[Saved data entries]
- - - - -
PR #7728, opened 2020-05-04
MRG, FIX: Fix volume morph with multiple labels

larsoner:
See `latest.inc`, basically only the first volume label would be interpolated when morphing a source space with multiple subvolumes and using `mri_resolution=True`.

This was found while working toward fixing #7564, so this has a bunch of stubs where support for `'mixed'` will eventually need to be added (it actually doesn't look so bad!).


agramfort:
thanks @larsoner

PR #7729, opened 2020-05-04
MRG, FIX: Fix for complex

larsoner:
Fixes a problem found by @drammock working with complex Evoked data where the variance explained computation / message would give a warning, which made it clear it was doing something wrong.


agramfort:
thx @larsoner

PR #7731, opened 2020-05-05
MRG: Add ability to load NIRX data by passing path to header file

rob-luke:
#### Reference issue
https://github.com/cbrnr/mnelab/issues/144#issuecomment-623066162

Allows user to pass the path to a NIRX header file to load data, rather than passing the path to the directory.

This was suggested as a way to easily add data loading to MNELAB (see comment above).

### DIFF
--- a/mne/io/nirx/nirx.py
+++ b/mne/io/nirx/nirx.py
@@ -5,6 +5,7 @@
 from configparser import ConfigParser, RawConfigParser
 import glob as glob
 import re as re
+import os.path as op
 
 import numpy as np
 
@@ -23,7 +24,7 @@ def read_raw_nirx(fname, preload=False, verbose=None):
     Parameters
     ----------
     fname : str
-        Path to the NIRX data folder.
+        Path to the NIRX data folder or header file.
     %(preload)s
     %(verbose)s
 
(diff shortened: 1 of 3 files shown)


mne/io/nirx/nirx.py
```diff
@@ -36,6 +37,10 @@ def read_raw_nirx(fname, preload=False, verbose=None):
     --------
     mne.io.Raw : Documentation of attribute and methods.
     """
+    if fname.endswith('.hdr'):
+        return read_raw_nirx(op.dirname(op.abspath(fname)),
+                             preload=preload, verbose=verbose)
+
     return RawNIRX(fname, preload, verbose)
```
agramfort, line 44: I woudl do this RawNIRX init and do:

```
if fname.endswith('.hdr'):
    fname  = op.dirname(op.abspath(fname))
```

rob-luke: Thanks

cbrnr:
Can you also add a what's new entry please?

rob-luke:
@larsoner could you please review. I think the CI failure is unrelated.

agramfort:
thx @rob-luke

PR #8482, opened 2020-11-04
add picks param in fix_stim_artifact

agramfort:
needed for one study where the stim artifact is also in the EOG channel


larsoner:
Thanks @agramfort

PR #8486, opened 2020-11-05
MRG: Better split file handling in Report.parse_folder()

hoechenberger:
Better split file handling in Reports: don't "report" on any splits but the first.

cc @agramfort, wdyt?

PR #8491, opened 2020-11-06
[MRG] FIX #8486, Evoked and Epochs don't get split

hoechenberger:
This should fix the error on Circle

### DIFF
--- a/doc/changes/latest.inc
+++ b/doc/changes/latest.inc
@@ -103,7 +103,7 @@ Bugs
 
 - Attempting to remove baseline correction from preloaded `~mne.Epochs` will now raise an exception by `Richard Höchenberger`_ (:gh:`8435`)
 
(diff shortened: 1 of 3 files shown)


agramfort (approved):

hoechenberger:
One Travis run times out, but the other one is genuinely failing. I'm not sure what's happening, I cannot reproduce. It appears there's a side-effect somewhere, altering `raw_fname`??

hoechenberger:
@larsoner any idea?

larsoner:
https://github.com/mne-tools/mne-python/blob/master/mne/tests/test_report.py#L499

is missing the `@testing.requires_testing_data` decorator

hoechenberger:
D'oh!

larsoner:
Thanks @hoechenberger 

In the future when there is an error on CircleCI, it's good practice to make some minor change to the example in the PR that is supposed to fix it. That way in the PR we can see that the example runs without issue. (CircleCI for PRs only builds changed examples by default.)

hoechenberger:
Got it!

PR #8442, opened 2020-10-28
[MRG] DOC: Add new changelog template to contributors' guide

hoechenberger:
Also touch two changelog entries to see what it looks like when rendered.

Closes #8436

PR #8492, opened 2020-11-06
[MRG] FIX: Support commas in BrainVision channel names, event types, and event descriptions

sappelhoff:
This came up in https://github.com/bids-standard/pybv/pull/53

In the BrainVision format channel names, event types, and event descriptions that contain a comma `,` are encoded such that the comma is written as `\1`.

I add a test here to show that MNE-Python does currently not adequately replace the `\1` characters to `,` during reading.

This is potentially broken for event type and event description as well, but I haven't looked into that yet.

Should we fix it?


mne/io/brainvision/tests/test_brainvision.py
```diff
@@ -272,6 +273,33 @@ def test_ascii(tmpdir):
...
+            continue
+        new_lines.append(line)
+
+    # Write temporary vhdr file for the test
+    tmpvhdr = vhdr_path.replace('.vhdr', '_comma-test.vhdr')
+    with open(tmpvhdr, 'w') as fout:
+        fout.writelines(lines)
+
+    raw = read_raw_brainvision(tmpvhdr)
+    os.remove(tmpvhdr)
```
larsoner, line 297: no need for this, `pytest` should clean up on its own

larsoner (commented):
> Should we fix it?

Yes I think fixing the channel names and the event type and descriptions would be good

mne/io/brainvision/tests/test_brainvision.py
sappelhoff: even without a fixture or anything?

larsoner: Oh sorry I assumed you were using a `tmpdir` fixture. You definitely should use `tmpdir` and `shutil.copyfile` instead of writing anything to the `vhdr_path` directory

mne/io/brainvision/tests/test_brainvision.py
```diff
@@ -646,7 +684,7 @@ def test_automatic_vmrk_sfreq_recovery():
 @testing.requires_testing_data
 def test_event_id_stability_when_save_and_fif_reload(tmpdir):
     """Test load events from brainvision annotations when read_raw_fif."""
-    fname = op.join(str(tmpdir), 'bv-raw.fif')
+    fname = tmpdir / 'bv-raw.fif'
```
sappelhoff, line 687: locally, this test failed, and I have no idea why.

sappelhoff: that is --> it does not fail because of my cosmetic change here, but because original_event_id and event_id are not equal. See:

```
(Pdb) event_id
{'Comma,Type/CommaValue,1': 1, 'Event/254': 2, 'New Segment/': 3, 'Optic/O  1': 4, 'Response/R255': 5, 'Stimulus/S253': 6, 'Stimulus/S255': 7, 'SyncStatus/Sync On': 8}
(Pdb) original_event_id
{'Comma,Type/CommaValue,1': 10001, 'Event/254': 254, 'New Segment/': 99999, 'Optic/O  1': 2001, 'Response/R255': 1255, 'Stimulus/S253': 253, 'Stimulus/S255': 255, 'SyncStatus/Sync On': 99998}
(Pdb) 
```

larsoner: It somehow has to do with your changes to `test.vmrk` above. Did you mean to revert that?

sappelhoff: No, that is a permanent change I wanted to add to the test file :thinking: but looking at the code, I also don't see why that would be a problem:

```Python
    fname = tmpdir / 'bv-raw.fif'
    raw = read_raw_brainvision(vhdr_path, eog=eog)
    original_events, original_event_id = events_from_annotations(raw)

    raw.save(fname)
    raw = read_raw_fif(fname)
    events, event_id = events_from_annotations(raw)

    assert event_id == original_event_id
    assert_array_equal(events, original_events)
```

1. we read the BV file
1. we get events from it (which works - even for the newly added event, as shown in the other test)
1. we save it to FIF
1. we read back from FIF
1. we get events from the just-read FIF annotations
1. ... they are different?

larsoner: Probably based on `event_id='auto'` default and `_check_bv_annot`, somehow your new event makes `_check_bv_annot` return False rather than True

larsoner: ... to avoid needing to deal with this in this PR, I would do the same trick as above, namely don't modify the actual `test.mrk` file, but copy it line-by-line and add an event at the bottom

sappelhoff: ahhh got it @larsoner ! Because of these lines:

https://github.com/mne-tools/mne-python/blob/fa7064a8d4cf8857d66ca001a17fa66e7121d3bc/mne/annotations.py#L956-L963

basically, the first raw is a "brainvision raw" ... and the second raw is a "fif raw" ... and the annotation-reading with event_id="auto" depends on the kind of raw format.

So passing an event_id other than "auto" at the second events_from_annotations call should fix it.

But is that what we want? The test confuses me a bit with it's goal.

sappelhoff: yup, `events, event_id = events_from_annotations(raw, original_event_id)` fixes it

sappelhoff: oh weird, I didn't see your comments :) should have refreshed to save me some detective work

larsoner: Don't do that. The goal of the test is that "standard BV events get parsed as BV events regardless of whether it's RawBrainvision or RawFIF". Passing the event_id defeats this purpose. Hence my suggestion to use the `tmpdir` + rewrite + append approach in the one test where you actually want to check for comma support rather than modifying `test.mrk` on disk directly in this PR

sappelhoff: I see, and introducing non-standard events obviously breaks the thing, reasonably so. Thanks!

sappelhoff:
Would this PR be eligible for a backport? It may come in handy for the pybv package.

larsoner:
Sure but we just cut 0.21.1 yesterday so it might be a few weeks or so until we do a 0.21.2

agramfort (approved):

larsoner (approved):

mne/io/brainvision/tests/test_brainvision.py
```diff
@@ -272,6 +272,42 @@ def test_ascii(tmpdir):
...
+
+    new_lines = []
+    for line in lines:
+        for to_replace, replacement in replace_dict.items():
+            if to_replace in line:
+                new = line.replace(to_replace, replacement)
+                new_lines.append(new)
+                break
+        else:
+            new_lines.append(line)
```
sappelhoff, line 301: The tests seem to be failing on Windows. Perhaps the manipulation of the test file prior to the test run is not working correctly on Windows?

Maybe this suggestion can help us to be sure:

```suggestion
    new_lines = []
    nperformed_replacements = 0
    for line in lines:
        for to_replace, replacement in replace_dict.items():
            if to_replace in line:
                new = line.replace(to_replace, replacement)
                new_lines.append(new)
                nperformed_replacements += 1
                break
        else:
            new_lines.append(line)
    assert nperformed_replacements == len(replace_dict)
```

sappelhoff:
indeed, on Windows, the temporary file-replacement for testing is not working as expected:

The windows tests only fail with:

```
mne\io\brainvision\tests\test_brainvision.py:304: in test_ch_names_comma
    assert nperformed_replacements == len(replace_dict)
E   assert 1 == 2
E     +1
E     -2
```

sappelhoff:
@cbrnr could you please have a look at this one and merge if you are happy? 

Then I can switch on the corresponding test on pybv with `@requires_version("mne", "0.22")`

doc/changes/latest.inc
```diff
@@ -105,6 +105,8 @@ Bugs
 
 - :meth:`mne.Report.parse_folder` will now correctly handle split FIFF files by `Richard Höchenberger`_ (:gh:`8486`)
 
+- Fix bug where BrainVision channel names, event types, and event descriptions containing commas were incorrectly parsed, `Stefan Appelhoff`_ (:gh:`8492`)
```
cbrnr, line 108:
```suggestion
- Fix bug where BrainVision channel names, event types, and event descriptions containing commas were incorrectly parsed (:gh:`8492` by `Stefan Appelhoff`_)
```

cbrnr: See #8442.

sappelhoff: done!

mne/io/brainvision/tests/test_brainvision.py
```diff
@@ -577,32 +618,42 @@ def test_read_vmrk_annotations(tmpdir):
...
     """Test load brainvision annotations and parse them to events."""
+    # First we add a custom event that contains a comma in its description
+    for src, dest in zip((vhdr_path, vmrk_path, eeg_path),
+                         ('test.vhdr', 'test.vmrk', 'test.eeg')):
+        shutil.copyfile(src, tmpdir / dest)
+
+    # Commas are encoded as "\1"
+    with open(tmpdir / 'test.vmrk', 'a') as fout:
+        fout.write(r"Mk15=Comma\1Type,CommaValue\11,7800,1,0")
+        fout.write("\n")
```
cbrnr, line 631: Why the extra line?

cbrnr (changes requested):

mne/io/brainvision/tests/test_brainvision.py
```diff
@@ -272,6 +273,46 @@ def test_ascii(tmpdir):
...
+                new = re.sub(to_replace, replacement, line)
+                new_lines.append(new)
+                nperformed_replacements += 1
+                break
+        else:
+            new_lines.append(line)
+    assert nperformed_replacements == len(replace_dict)
+
+    with open(comma_vhdr, 'w') as fout:
+        fout.writelines(new_lines)
```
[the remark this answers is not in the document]
sappelhoff: indeed, thanks for the catch! fixed in f3ac8a1e7bdbb53ad4eade8ee6a999727bbad1d8

mne/io/brainvision/tests/test_brainvision.py
sappelhoff: to end a file with an empty new line, which is the default on Linux and MacOS, but strictly speaking it would not be necessary in this case.

cbrnr: No, I think the `\n` could be combined with the previous line.

mne/io/brainvision/tests/test_brainvision.py
```diff
@@ -277,8 +277,8 @@ def test_ch_names_comma(tmpdir):
     """Test that channel names containing commas are properly read."""
     # commas in BV are encoded as \1
     replace_dict = {
-        r"^Ch4=F4,": r"^Ch4=F4\\1foo,",
-        r"^4\s\s\s\s\sF4": r"^4     F4,foo ",
+        r"^Ch4=F4,": r"Ch4=F4\\1foo,",
+        r"^4\s\s\s\s\sF4": r"4     F4,foo ",
```
cbrnr, line 281: `r"4     F4,foo "` doesn't need to be a raw string.

sappelhoff:
```suggestion
        r"^4\s\s\s\s\sF4": "4     F4,foo ",
```

mne/io/brainvision/tests/test_brainvision.py
sappelhoff, line 631:
```suggestion
        fout.write(r"Mk15=Comma\1Type,CommaValue\11,7800,1,0\n")
```

cbrnr (approved):

cbrnr:
I'll merge once CIs come back green.

cbrnr:
Not sure what's up with the [failing test](https://dev.azure.com/mne-tools/mne-python/_build/results?buildId=10040&view=logs&j=c0130b29-789d-5a3c-6978-10796a508a7f&t=b81cfa0d-2d5e-5a59-e316-838f621b71a0). It stopped after `mne/tests/test_report.py::test_render_add_sections[mayavi] PASSED        [ 75%]`, but it doesn't say which test failed and why.

sappelhoff:
I don't know either. 🤷‍♂️ but it passed before and it passes locally

cbrnr:
I'll re-run and see if this magically resolves the issue (it often does).

cbrnr:
Now Travis fails at the same test (`mne/tests/test_report.py::test_render_add_sections[pyvista] Traceback (most recent call last):`)? I'd like to clarify this before merging. @larsoner do you have any idea?

GuillaumeFavelier:
> Now Travis fails at the same test

It's related to https://github.com/mne-tools/mne-python/pull/8494

I'm working on a fix.

sappelhoff:
@cbrnr I rebased on Guillaume's fix and CIs pass now :-)

cbrnr:
Thanks @sappelhoff!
- - - - -
WHAT YOU ARE ASKED TO DO
Give the count of lines in the records above that hold the string "Segment", and only that count.

OUTPUT OF THE EXERCISE
2